Das duale System teilt die Ausbildung zwischen Betrieb und Berufsschule auf. Berufsschulen orientieren sich an den Rahmenlehrplänen der Kultusministerkonferenz, die für jeden Beruf definieren, welche Lernfelder in welchem Schuljahr behandelt werden. Für FIAE sind das unter anderem Lernfelder wie “Softwareprojekte durchführen”, “Datenbanken entwickeln” und “IT-Sicherheit gewährleisten”. Die betriebliche Seite füllt diese Theorie mit konkreten Projekten.

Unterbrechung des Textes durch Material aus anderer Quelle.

PR #9024, opened 2025-07-16
Default exceptions handlers for non-debug mode

smotornyuk:
Any NotFound, ValidationError, or NotAuthorized raised from the view produces an "Internal server error" message in non-debug mode. While API calls are _usually_ wrapped into the try/except block, there a plenty of lines where action is called with an assumption that it won't fail. And sometimes such assumptions are wrong, especially when extension chains action and modify their validation or authorization rules.

In debug mode, such unhandled exceptions are shown with a stack trace, which is perfect. But in non-debug mode, "Internal server error" is often not acceptable.

This PR registers default error handlers for NotFound, ValidationError, and NotAuthorized. These handlers are activated only when debug is disabled, so the stack trace is still available. And these handlers are used only for uncaught exceptions - as long as you are using `base.abort`, you will never see them.

The table below highlights the problem with. Only the cell with the red icon is fixed, showing the normal error page. All other cells remain unchanged.

| | Uncaught exception | `base.abort` |
|-|-|-|
|debug = false | :red_circle: Internal server error | :green_circle: Normal error page |
|debug = true  | :green_circle: stack trace | :green_circle: Normal error page |

### DIFF
--- a/ckan/config/middleware/flask_app.py
+++ b/ckan/config/middleware/flask_app.py
@@ -8,6 +8,7 @@ import importlib
 import inspect
 import pkgutil
 import logging
+import pprint
 
 from logging.handlers import SMTPHandler
 from typing import Any, Optional, Union, cast
@@ -29,7 +30,7 @@ from flask_babel import Babel
 
 from flask_login import LoginManager
 from flask_wtf.csrf import CSRFProtect
-from ckan.common import CKANConfig, asbool, session, current_user
+from ckan.common import CKANConfig, asbool, session, current_user, _
 
 import ckan.model as model
 from ckan.lib import base
@@ -59,6 +60,8 @@ from ckan.views import (identify_user,
                         _get_user_for_apitoken,
                         )
 from ckan.types import CKANApp, Config, Response
+from ckan.logic import NotFound, NotAuthorized, ValidationError
+
 
 log = logging.getLogger(__name__)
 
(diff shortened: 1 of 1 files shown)


wardi:
If this hides the error from the logs maybe we could put logic in the 500 error handler that renders different pages based on the exception instead.

smotornyuk:
Yes, this sounds much better. Even though I focused on 3 common CKAN exceptions, there is no guarantees, that something else will be raised from the view. It will be much better to always show normal error page to client and at the same time, print all exception details to logs, no matter what exactly caused the problem

ckan/config/middleware/flask_app.py
```diff
@@ -489,78 +490,69 @@ def is_blueprint(mm: Any):
...
+            with tags.ul() as details:  # pyright: ignore[reportGeneralTypeIssues]
+                for field, text in e.error_summary.items():
+                    tags.li(f"{field}: {text}")
 
-def _not_valid_handler(error: ValidationError) -> tuple[str, int]:
-    """Generic handler for NotFound exception."""
-    message = _("Validation error:")
-    detail = h.clean_html(pprint.pformat(error.error_dict))
-    content = h.literal(f"{message} <pre><code>{detail}</code></pre>")
+            content = h.literal(f"{message}{details}")
```
wardi, line 539: use of literal here is unsafe, right?

wardi: my mistake, I'm unfamiliar with how dominate escapes string parameters.

Still, wouldn't it be better to pass this list to the template and let it render the tags?

wardi:
I'm uncomfortable with how this might leak information unintentionally e.g. if there's an internal call that triggers a validation error while passing parameters that the user isn't supposed to see.

Changing the "Server Error" message is one thing but rendering content from an exception during a failure to end users seems like a bad idea.

ckan/config/middleware/flask_app.py
smotornyuk: Generally, I like this option, but I don't know if it can cause any problems. Previously, `content` was a string, so any customization of the error template would use it and the whole message will be shown. 
If details are passed as dictionary - customized template will require an update. But it may be even better, because it's a new information.. yes, let's pass these details separately

smotornyuk:
It's a valid point. How about just showing `400 bad request` heading with `Validation error` message then? And leave current details for not found and not authorized - I assume these exceptions should not expose undesired information as they are expecting only plain strings. And I hardly can imagine anyone inserting sensitive information into the message for authorization error.

wardi:
Thanks @smotornyuk that sounds better to me.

Nicht alle Betriebe bieten alle Vertiefungsrichtungen an. Wer bei einem kleinen Systemhaus ausbildet, lernt möglicherweise breiter, aber weniger tief. Wer in einem Konzern ausbildet, arbeitet früh an größeren Systemen, hat aber oft eingeschränkten Einblick in den Gesamtbetrieb. Beide Varianten haben ihre Berechtigung.

Welcher IT-Beruf passt zu welchem Profil?

Eine einfache Faustregel: Wer lieber baut als verwaltet, wählt FIAE. Wer lieber Systeme betreibt und Nutzer unterstützt, wählt FISI. Wer beides mit kaufmännischem Denken verbinden will, wählt einen der beiden kaufmännischen Berufe. Der IT-System-Elektroniker eignet sich für alle, die hardware-nah arbeiten und kein Problem damit haben, auch mal im Serverraum Kabel zu verlegen.

Entscheidend ist letztlich weniger die formale Wahl des Berufs als die Qualität des Ausbildungsbetriebs und die Bereitschaft, nach dem Abschluss weiterzulernen. Wer beides mitbringt, findet im IT-Sektor auch 2025 sehr gute Startbedingungen.